> _TASK DESCRIPTION_
All lines from the one with "I'm pretty sure" to the end of the material, both included, are to be written out exactly and without anything else.

> _EXERCISE MATERIALS_

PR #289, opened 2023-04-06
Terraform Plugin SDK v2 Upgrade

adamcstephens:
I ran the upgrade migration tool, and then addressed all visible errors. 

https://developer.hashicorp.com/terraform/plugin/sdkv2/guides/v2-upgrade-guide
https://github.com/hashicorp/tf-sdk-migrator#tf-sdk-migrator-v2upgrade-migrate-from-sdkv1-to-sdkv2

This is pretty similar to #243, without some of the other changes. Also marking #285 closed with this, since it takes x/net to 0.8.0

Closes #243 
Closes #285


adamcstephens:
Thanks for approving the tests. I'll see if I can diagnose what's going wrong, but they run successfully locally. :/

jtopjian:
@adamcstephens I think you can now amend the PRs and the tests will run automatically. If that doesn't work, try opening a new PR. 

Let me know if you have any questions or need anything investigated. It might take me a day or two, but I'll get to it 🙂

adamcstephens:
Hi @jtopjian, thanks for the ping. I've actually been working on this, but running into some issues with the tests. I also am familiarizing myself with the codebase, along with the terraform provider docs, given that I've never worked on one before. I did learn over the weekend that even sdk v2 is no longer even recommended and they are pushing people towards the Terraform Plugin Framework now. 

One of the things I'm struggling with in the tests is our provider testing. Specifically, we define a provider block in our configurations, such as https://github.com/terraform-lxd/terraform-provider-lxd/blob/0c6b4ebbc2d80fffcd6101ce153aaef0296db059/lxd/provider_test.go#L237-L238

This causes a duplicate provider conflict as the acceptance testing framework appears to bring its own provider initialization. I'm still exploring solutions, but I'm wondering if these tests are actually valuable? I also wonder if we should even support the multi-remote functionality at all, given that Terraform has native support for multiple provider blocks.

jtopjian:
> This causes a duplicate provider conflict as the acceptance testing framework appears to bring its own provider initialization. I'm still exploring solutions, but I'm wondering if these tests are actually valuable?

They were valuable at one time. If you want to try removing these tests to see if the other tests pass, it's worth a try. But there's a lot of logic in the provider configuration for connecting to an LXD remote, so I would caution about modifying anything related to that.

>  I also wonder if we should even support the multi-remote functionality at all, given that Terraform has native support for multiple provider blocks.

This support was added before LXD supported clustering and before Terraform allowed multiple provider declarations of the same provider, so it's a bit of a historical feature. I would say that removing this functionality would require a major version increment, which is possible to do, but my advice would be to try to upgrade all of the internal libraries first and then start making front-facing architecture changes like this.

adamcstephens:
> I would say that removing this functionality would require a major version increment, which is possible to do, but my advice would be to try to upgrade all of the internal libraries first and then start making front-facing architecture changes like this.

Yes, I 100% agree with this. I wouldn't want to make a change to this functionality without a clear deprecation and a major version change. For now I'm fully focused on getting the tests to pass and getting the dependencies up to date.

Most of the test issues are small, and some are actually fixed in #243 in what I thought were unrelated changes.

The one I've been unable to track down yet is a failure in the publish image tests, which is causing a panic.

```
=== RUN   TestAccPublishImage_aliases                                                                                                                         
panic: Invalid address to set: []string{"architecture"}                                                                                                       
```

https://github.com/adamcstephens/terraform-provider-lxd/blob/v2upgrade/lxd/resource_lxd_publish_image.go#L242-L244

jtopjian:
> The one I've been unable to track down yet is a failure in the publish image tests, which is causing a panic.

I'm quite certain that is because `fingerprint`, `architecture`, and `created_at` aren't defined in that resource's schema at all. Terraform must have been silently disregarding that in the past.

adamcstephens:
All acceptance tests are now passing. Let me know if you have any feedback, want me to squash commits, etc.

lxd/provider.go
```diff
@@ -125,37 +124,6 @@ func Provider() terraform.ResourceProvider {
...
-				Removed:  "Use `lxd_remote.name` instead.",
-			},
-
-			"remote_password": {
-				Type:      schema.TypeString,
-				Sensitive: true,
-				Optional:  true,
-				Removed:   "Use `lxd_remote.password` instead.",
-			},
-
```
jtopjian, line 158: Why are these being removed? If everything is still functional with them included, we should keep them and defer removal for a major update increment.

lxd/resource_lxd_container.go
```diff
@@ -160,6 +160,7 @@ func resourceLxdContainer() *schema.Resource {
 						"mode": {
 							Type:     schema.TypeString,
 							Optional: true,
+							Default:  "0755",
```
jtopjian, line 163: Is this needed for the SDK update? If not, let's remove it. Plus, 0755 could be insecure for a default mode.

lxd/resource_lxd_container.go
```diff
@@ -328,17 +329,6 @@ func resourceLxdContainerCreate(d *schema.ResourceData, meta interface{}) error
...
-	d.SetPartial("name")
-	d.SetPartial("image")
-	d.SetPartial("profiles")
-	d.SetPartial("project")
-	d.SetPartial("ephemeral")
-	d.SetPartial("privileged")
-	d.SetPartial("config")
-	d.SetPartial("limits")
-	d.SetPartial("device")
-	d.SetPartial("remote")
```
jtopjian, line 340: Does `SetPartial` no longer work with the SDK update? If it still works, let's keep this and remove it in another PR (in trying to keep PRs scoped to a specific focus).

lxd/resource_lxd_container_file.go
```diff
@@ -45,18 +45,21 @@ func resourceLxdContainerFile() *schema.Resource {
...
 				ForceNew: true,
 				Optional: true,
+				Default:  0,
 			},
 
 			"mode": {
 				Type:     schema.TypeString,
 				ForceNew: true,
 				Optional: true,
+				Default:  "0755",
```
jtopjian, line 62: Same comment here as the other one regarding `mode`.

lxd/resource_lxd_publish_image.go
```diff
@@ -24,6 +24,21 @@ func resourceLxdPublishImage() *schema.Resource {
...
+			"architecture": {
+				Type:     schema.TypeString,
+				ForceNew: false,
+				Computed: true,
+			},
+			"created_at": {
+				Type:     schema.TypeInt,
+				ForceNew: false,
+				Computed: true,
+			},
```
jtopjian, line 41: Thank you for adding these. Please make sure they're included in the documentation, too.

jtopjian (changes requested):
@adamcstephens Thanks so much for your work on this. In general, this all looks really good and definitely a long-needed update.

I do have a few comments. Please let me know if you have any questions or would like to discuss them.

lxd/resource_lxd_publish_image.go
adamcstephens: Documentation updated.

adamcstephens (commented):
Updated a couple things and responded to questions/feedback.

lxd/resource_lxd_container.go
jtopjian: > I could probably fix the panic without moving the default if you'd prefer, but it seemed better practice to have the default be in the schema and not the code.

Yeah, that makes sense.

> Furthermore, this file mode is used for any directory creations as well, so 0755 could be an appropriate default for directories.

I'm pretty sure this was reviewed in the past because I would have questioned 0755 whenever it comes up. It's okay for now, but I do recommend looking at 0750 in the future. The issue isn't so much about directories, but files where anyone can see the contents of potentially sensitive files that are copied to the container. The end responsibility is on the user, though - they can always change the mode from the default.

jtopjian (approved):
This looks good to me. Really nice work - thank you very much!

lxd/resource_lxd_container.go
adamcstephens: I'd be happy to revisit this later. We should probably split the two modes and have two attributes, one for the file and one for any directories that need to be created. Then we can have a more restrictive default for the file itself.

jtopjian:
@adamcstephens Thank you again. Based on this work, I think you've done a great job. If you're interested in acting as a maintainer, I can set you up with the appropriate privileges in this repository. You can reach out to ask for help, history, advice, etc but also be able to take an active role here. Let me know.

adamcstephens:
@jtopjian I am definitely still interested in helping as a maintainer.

> _TASK ANSWER_
I'm pretty sure this was reviewed in the past because I would have questioned 0755 whenever it comes up. It's okay for now, but I do recommend looking at 0750 in the future. The issue isn't so much about directories, but files where anyone can see the contents of potentially sensitive files that are copied to the container. The end responsibility is on the user, though - they can always change the mode from the default.

jtopjian (approved):
This looks good to me. Really nice work - thank you very much!

lxd/resource_lxd_container.go
adamcstephens: I'd be happy to revisit this later. We should probably split the two modes and have two attributes, one for the file and one for any directories that need to be created. Then we can have a more restrictive default for the file itself.

jtopjian:
@adamcstephens Thank you again. Based on this work, I think you've done a great job. If you're interested in acting as a maintainer, I can set you up with the appropriate privileges in this repository. You can reach out to ask for help, history, advice, etc but also be able to take an active role here. Let me know.

adamcstephens:
@jtopjian I am definitely still interested in helping as a maintainer.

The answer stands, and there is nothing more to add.